Show Abstract | Download Original | Original Source | Check in Google Scholar | DOI: 10.46808/mik.v4i3.202

Abstract

Life Expectancy (LE) is one of the key indicators in assessing the quality of health in a region. This study aims to analyze the distribution patterns of LE in Indonesia from 2020 to 2023 using the K-Means Clustering algorithm.
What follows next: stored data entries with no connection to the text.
PR #100, opened 2025-02-26
Refactor chunk remapping

laurmaedje:
I found the chunk remapping macros quite hard to read, so I figured I'd attempt a small refactor here. The refactor converts the macros and local variables into a `Visit` trait that visits all chunks in a type. The field order is now defined only once and we have two for loops for the remapping and writing. This also fixes the bug that the PDF file size guess was always zero because `chunks_len` was read before remapping even occurs.

### DIFF
--- a/crates/krilla/src/chunk_container.rs
+++ b/crates/krilla/src/chunk_container.rs
@@ -12,32 +12,6 @@ use crate::util::{hash_base64, Deferred};
 use crate::validation::ValidationError;
 use crate::version::PdfVersion;
 
-trait ResExt {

The data used includes LE from all provinces in Indonesia during this period, sourced from secondary data provided by the Central Bureau of Statistics (BPS). This research adopts a quantitative descriptive approach with a population comprising all provinces in Indonesia for the years 2020-2023. The analysis results indicate that provinces can be grouped into three clusters based on LE levels: high LE cluster (C1), moderate LE cluster (C2), and low LE cluster (C3). High LE clusters, such as DKI Jakarta and Bali, demonstrate good healthcare infrastructure, high education levels, and effective government programs. Conversely, low LE clusters, such as Central Kalimantan and North Sumatra, face challenges such as limited access to healthcare services, low education levels, and high poverty rates. This study recommends the development of healthcare infrastructure, equitable distribution of healthcare resources, and the enhancement of health education programs in low LE regions to reduce disparities across regions.